Your answer must be an exact copy of every record.

[Opening AVAILABLE DATA section]

PR #1602, opened 2019-12-13
Switch filebeat docs to direct_html

nik9000:


nik9000:
@dedemorton, another one to make a diff.

nik9000:
@dedemorton the diff for this one also look good. It is ready whenever you are.

PR #1603, opened 2019-12-13
Support roles on paragraphs in direct_html

nik9000:
Docbook copies the `role` on paragraphs into the class. This implements
that in direct_html.

Required for beats.


nik9000:
Thanks @olksdr !

PR #1604, opened 2019-12-13
Switch winlogbeat to direct_html

nik9000:
direct_html is the future!


nik9000:
The diff on this one also looks good. Ready when you are, @dedemorton !

PR #1605, opened 2019-12-13
Switch metricbeat to direct_html

nik9000:
direct_html is the future!


nik9000:
@dedemorton the diff looks ok. This one is ready when you are!

PR #1609, opened 2019-12-13
Switch journalbeat to direct_html

nik9000:
direct_html is the future!


nik9000:
The diff for this one also looks good. @dedemorton , this is ready when you are.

[Closing AVAILABLE DATA section]

● **COMPLETED TASK**
PR #1602, opened 2019-12-13
Switch filebeat docs to direct_html

nik9000:


nik9000:
@dedemorton, another one to make a diff.

nik9000:
@dedemorton the diff for this one also look good. It is ready whenever you are.

PR #1603, opened 2019-12-13
Support roles on paragraphs in direct_html

nik9000:
Docbook copies the `role` on paragraphs into the class. This implements
that in direct_html.

Required for beats.


nik9000:
Thanks @olksdr !

PR #1604, opened 2019-12-13
Switch winlogbeat to direct_html

nik9000:
direct_html is the future!


nik9000:
The diff on this one also looks good. Ready when you are, @dedemorton !

PR #1605, opened 2019-12-13
Switch metricbeat to direct_html

nik9000:
direct_html is the future!


nik9000:
@dedemorton the diff looks ok. This one is ready when you are!

PR #1609, opened 2019-12-13
Switch journalbeat to direct_html

nik9000:
direct_html is the future!


nik9000:
The diff for this one also looks good. @dedemorton , this is ready when you are.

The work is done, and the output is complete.